John Lennon o Paul Mc Cartney?

Paul Mc Cartney.

Juve o Toro?

Juve.

Torino o Milano?

Torino.

Pasta o riso?

Riso.

Latte o caffé?

Caffé.

Mare o montagna?

Mare.


Ecco fatto.

I cercatori di silenzio.

"Oggi si dà alla parola diverso una dimensione fisica o psichica limitata alla sfera affettiva, personale. I veri diversi, per mia esperienza, sono altri, e sono di sempre: sono i cercatori d’identità, propria e collettiva, e nazionale, e d’anima. Coloro che videro il cielo, che mai lo dimenticarono, che parlarono al disopra dell’emozione, dove l’anima è calma. Che non credono, o credono poco, ai partiti, le classi, i confini, le barriere, le fazioni, le armi, le guerre. Che nel denaro non hanno posto alcuna parte dell’anima, e quindi sono incomprabili. Quelli che vedono il dolore, l’abuso; vedono la bontà o l’iniquità, dovunque siano, e sentono come il dovere di parlarne. I cercatori di silenzio, di spazio, di notte, che è intorno al mondo, di luce, che è intorno al cuore. Questi diversi, che vorrebbero semplicemente dare il senso del segreto umano, e trovare, o indicare, il rapporto di dovere tra vita e vita, non dovrebbero, io penso, essere considerati scrittori moralistici o politici. Ma è quello che si fa, quando non hanno difesa di confratelli, e lo spazio per loro, nel paese, va vertiginosamente rimpicciolendo. E’ quello che si fa, se non hanno denaro proprio e, ripeto, sono fragili. A loro la vita viene sottratta con la sottrazione dell’altro - che ora parla altra lingua! E quando vorrà mostrare a che cosa, nel suo paese, e sotto gli occhi di tutti, sia ridotta la vita - discarica e ammazzatoio, dopo allevamento e oscuramento - lo si indicherà come guastatore e visionario. E del resto, poco per volta, facendo scendere su di lui, per ogni libro, la cappa del silenzio o, alzando i megafoni della distorsione, gli saranno tolte credibilità e fiducia - che pure esaltano e consolano le vite mutuate e asservite - gli saranno tolti lecito guadagno e quella sempre sperata indipendenza…".

(Anna Maria Ortese, Corpo Celeste.
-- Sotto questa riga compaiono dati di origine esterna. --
PR #693, opened 2026-01-22
block component: verify and ingest finalization certs from footer

AshwinSekar:
#### Problem
We need to verify the slow / fast finalization certificates from the block footer and ingest it into our consensus pool.
Ingestion here is key for unstaked nodes.

#### Summary of Changes

- rename `HighestFinalizedSlotCert` -> `BlockFinalization` since this is used both in the consensus pool to track highest finalized block and for extraction of the footer
- removed the `Arc` from `BlockFinalization`, copying should be cheap enough ~ once every 400ms
- refactor some functions to allow for code reuse in verification w/ the genesis certificate 
- reorganize the limit map so it's accessible by block component processor
- send the verified certs to consensus pool

### DIFF
--- a/ci/do-audit.sh
+++ b/ci/do-audit.sh
@@ -59,6 +59,15 @@ cargo_audit_ignores=(
   # URL:       https://rustsec.org/advisories/RUSTSEC-2024-0376
   # Solution:  Upgrade to >=0.12.3
   --ignore RUSTSEC-2024-0376
+
+  # Crate:     bytes
+  # Version:   1.10.1
+  # Title:     Integer overflow in `BytesMut::reserve`
+  # Date:      2026-02-03
+  # ID:        RUSTSEC-2026-0007
+  # URL:       https://github.com/advisories/GHSA-434x-w66g-qw3r
+  # Solution:  Upgrade to >=1.11.1
+  --ignore RUSTSEC-2026-0007
 )
 scripts/cargo-for-all-lock-files.sh audit "${cargo_audit_ignores[@]}" | $dep_tree_filter
 # we want the `cargo audit` exit code, not `$dep_tree_filter`'s


runtime/src/block_component_processor.rs
```diff
@@ -119,6 +122,7 @@ impl BlockComponentProcessor {
         bank: Arc<Bank>,
         parent_bank: Arc<Bank>,
         marker: VersionedBlockMarker,
+        finalization_cert_sender: Option<&Sender<ConsensusMessage>>,
```
AshwinSekar, line 125: this is optional (similar to `replay_vote_sender` in TowerBFT) because we don't need it for startup blocks

votor-messages/src/consensus_message.rs
```diff
@@ -158,6 +161,51 @@ impl CertificateType {
             _ => None,
         }
     }
+
+    /// Returns the stake fraction required for certificate completion and the
+    /// `VoteType`s that contribute to this certificate.
+    ///
+    /// Must be in sync with `Vote::to_cert_types`
+    pub const fn limits_and_vote_types(&self) -> (Fraction, &'static [VoteType]) {
```
AshwinSekar, line 171: just moved these over from `votor::common` to here

votor-messages/src/consensus_message.rs
```diff
@@ -171,29 +219,30 @@ pub struct Certificate {
...
-/// This enum captures the two ways a slot can be finalized:
-/// - `Finalize`: Standard finalization with both a Finalize certificate and a Notarize certificate
+/// This enum captures the two ways a block can be finalized:
+/// - `Finalize`: Slow finalization with both a Finalize certificate and a Notarize certificate
 /// - `FastFinalize`: Fast finalization with a single FinalizeFast certificate that combines both
 #[derive(Clone, Debug)]
-pub enum HighestFinalizedSlotCert {
-    /// Standard finalization: requires both a Finalize cert and a Notarize cert for the same slot
+#[allow(clippy::large_enum_variant)]
+pub enum BlockFinalization {
```
AshwinSekar: open to naming suggestions

entry/src/block_component.rs
```diff
@@ -387,6 +388,36 @@ impl FinalCertificate {
             notar_aggregate: None,
         }
     }
+
+    /// Converts the block marker representation of a finalization certificate into verification friendly
+    /// representation of Slow or Fast finalization certificates
+    pub fn to_certificates(self) -> Result<BlockFinalization, BlsError> {
```
akhi3030: if this fails, we will get a generic bls error that will not explain which verification failed.  Might make things hard to debug from logs.

runtime/src/block_component_processor.rs
```diff
@@ -243,11 +265,80 @@ impl BlockComponentProcessor {
...
 
+    fn verify_final_cert(
+        bank: &Bank,
+        final_cert: FinalCertificate,
+    ) -> Result<BlockFinalization, BlockComponentProcessorError> {
+        let (slot, block_id) = (final_cert.slot, final_cert.block_id);
+
+        let final_certs = final_cert
+            .to_certificates()
+            .map_err(|_| BlockComponentProcessorError::InvalidFinalizationCertificate)?;
```
akhi3030: if we return a more informed error here then this might have to be updated.  I think just printing out the error in the `warn` would suffice.

entry/src/block_component.rs
akhi3030: nit: since we are consuming `self`, the function should be called `into_...`.

runtime/src/block_component_processor.rs
```diff
@@ -243,11 +265,80 @@ impl BlockComponentProcessor {
...
+
+        match &final_certs {
```
akhi3030: nit: I wonder if this verification can be moved into `to_certificates()` so that we cannot even construct `BlockFinalization` unless all the checks pass and then we do not have to worry about whether or not such checks were performed when we are using a object of type `BlockFinalization`.  Bonus points for using a new type e.g. `ValidatedBlockFinalization` 😄

runtime/src/block_component_processor.rs
```diff
@@ -270,7 +361,26 @@ impl BlockComponentProcessor {
...
+        // Verify finalization certificate and send to consensus pool
+        if let Some(final_cert) = footer.final_cert {
+            let verified_certs = Self::verify_final_cert(&bank, final_cert)?;
+            if let Some(sender) = finalization_cert_sender {
+                match verified_certs {
+                    BlockFinalization::Finalize {
+                        finalize_cert,
+                        notarize_cert,
+                    } => {
+                        let _ = sender.send(ConsensusMessage::from(notarize_cert));
```
akhi3030: should we print a `warn` if this fails to help with debugging?  If someone changes the `unbounded` or the receiver is disconnected, we would at least capture some logs.

votor-messages/src/consensus_message.rs
akhi3030: I might be tempted to to add a `Cert` suffix otherwise this is definitely an improvement.

votor-messages/src/consensus_message.rs
```diff
@@ -171,29 +219,30 @@ pub struct Certificate {
...
+    FastFinalize(Certificate),
 }
 
-impl HighestFinalizedSlotCert {
+impl BlockFinalization {
     /// The slot that is finalized
     pub fn slot(&self) -> Slot {
         match self {
-            HighestFinalizedSlotCert::Finalize {
+            BlockFinalization::Finalize {
```
akhi3030:
```suggestion
            Self::Finalize {
```

So we do not have to update this in case of renaming.

runtime/src/validated_block_finalization.rs
```diff
@@ -0,0 +1,315 @@
...
+        cert: CertificateType,
+        got: Fraction,
+        required: Fraction,
+    },
+}
+
+/// A validated proof that a block has been finalized.
+///
+/// This type can only be constructed through validation methods, providing
+/// compile-time guarantees that the contained certificates are valid.
```
akhi3030: Unfortunately, since this is an `enum`, this can be constructed directly.  E.g. the compiler will let us just do `let foo = ValidatedBlockFinalizationCert::FastFinalize(...);`.

The way to get this guarantee is to turn this into a struct.  Maybe we can define it as:

```
struct ValidatedBlockFinalizationCert {
  finalize_cert: Certificate,
  notar_cert: Option<Certificate>,
}
```

runtime/src/validated_block_finalization.rs
```diff
@@ -0,0 +1,315 @@
...
+                    slot,
+                    block_id,
+                    final_aggregate: VotesAggregate::from_certificate(cert),
+                    notar_aggregate: None,
+                }
+            }
+        }
+    }
+
+    fn verify_certificate(
```
akhi3030, line 313: could you add some doc comments to explain what is being returned in the `u64`s please?

runtime/src/validated_block_finalization.rs
```diff
@@ -0,0 +1,315 @@
...
+    ///
+    /// This method performs both BLS signature conversion and stake threshold verification
+    /// against the provided bank's epoch stakes.
+    ///
+    /// # Errors
+    /// Returns an error if:
+    /// - BLS signature conversion fails
+    /// - Certificate signature verification fails
+    /// - The certificates don't meet the required stake thresholds
+    pub fn try_from_footer(
```
akhi3030, line 77: It is fine to defer it for now but we should add some unit tests to ensure that this function does fail for invalid certs.

runtime/src/validated_block_finalization.rs
```diff
@@ -0,0 +1,315 @@
...
+                    Fraction::new(finalize_stake, NonZeroU64::new(total_stake).unwrap());
+                let notarize_threshold = notarize_cert.cert_type.limits_and_vote_types().0;
+                let finalize_threshold = finalize_cert.cert_type.limits_and_vote_types().0;
+
+                if notarize_percent < notarize_threshold {
+                    warn!(
+                        "Received a slow finalization in the footer for slot {slot} block_id \
+                         {block_id:?} in bank slot {} with notarize {notarize_percent} stake \
+                         expecting at least {notarize_threshold}",
+                        bank.slot()
```
akhi3030, line 122: should we take the slot from the footer instead of the bank here?  Given the call tree, they should match up but it isn't clear in this function that that will always be the case.

core/src/block_creation_loop.rs
```diff
@@ -742,7 +743,7 @@ fn record_and_complete_block(
     );
 
     BlockComponentProcessor::update_bank_with_footer(
-        working_bank.bank.clone_without_scheduler(),
+        &working_bank.bank.clone_without_scheduler(),
```
akhi3030: nit: we are taking a reference to a cloned object.  Could this just be `&working_bank.bank`?

akhi3030 (commented):
thanks, looks much better.  Just a couple of small comments now.

core/src/block_creation_loop.rs
AshwinSekar: good catch https://github.com/anza-xyz/alpenglow/pull/693/changes/1c4c67ddac8a6d609a02ddd5a59f732a3a99916b

runtime/src/validated_block_finalization.rs
AshwinSekar: ah I did have some basic unit tests but forgot to move them over, done here https://github.com/anza-xyz/alpenglow/pull/693/commits/7acac02abb6f017a251f21a949ca99d0559474ce

runtime/src/validated_block_finalization.rs
AshwinSekar: done https://github.com/anza-xyz/alpenglow/pull/693/commits/7e0b41181928cd67ed05139244bc43b4c27dc1f0

runtime/src/validated_block_finalization.rs
AshwinSekar: this is a really good point, I do like keeping the enum instead of having the option. I hid it in an inner type here https://github.com/anza-xyz/alpenglow/pull/693/commits/c903a112f547bc64351f199507ef881cc22ca339 seems like an idiomatic approach

runtime/src/validated_block_finalization.rs
AshwinSekar: the footer itself doesn't have a slot.
Here we log both the finalization cert slot and the bank slot.

ci/do-audit.sh
```diff
@@ -59,6 +59,15 @@ cargo_audit_ignores=(
...
   --ignore RUSTSEC-2024-0376
+
+  # Crate:     bytes
+  # Version:   1.10.1
+  # Title:     Integer overflow in `BytesMut::reserve`
+  # Date:      2026-02-03
+  # ID:        RUSTSEC-2026-0007
+  # URL:       https://github.com/advisories/GHSA-434x-w66g-qw3r
+  # Solution:  Upgrade to >=1.11.1
+  --ignore RUSTSEC-2026-0007
```
AshwinSekar, line 70: ignoring this new audit warning for now - will backport the fix from agave later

Copiato e incollato dal sito personale di Giuseppe Genna http://www.giugenna.com/)

Silenzio...

"Verso i trent'anni avevo capito, contrariamente alla mia amata Hedda Gabler, che una misurata non comunicazione è il cemento degli affetti. Ogni volta che ho detto tutto, qualcuno è stramazzato".

(Rossana Rossanda, La ragazza del secolo scorso)

Penso al valore del silenzio per capire cosa si vuole veramente. Per capire dove sta l'errore. E chi l'ha commesso. Quando non ce la faccio proprio più, sto zitta anche per due giorni di seguito. Come un sonno da svegli. Funziona.

domenica 1 marzo 2009

A cosa serve (esattamente) la cultura?

"Non è esatto pensare che i veri acculturati conquistino la tolleranza e l'amore per la democrazia. I capi delle SS, lo Stato maggiore della Wehrmacht e perfino i dirigenti della Gestapo si commuovevano ascoltando la Settima, la Nona e persino i Quartetti di Beethoven, adoravano Mozart e Haydn, assistevano con raccoglimento all'Oro del Reno e al Tristano e Isotta. Poi uscivano da questi bagni dell'anima e andavano a scannare gli ebrei, gli zingari e gli omosessuali. La cultura è uno degli elementi della civilizzazione, ma ce ne vogliono molti altri per umanizzare l'animale uomo".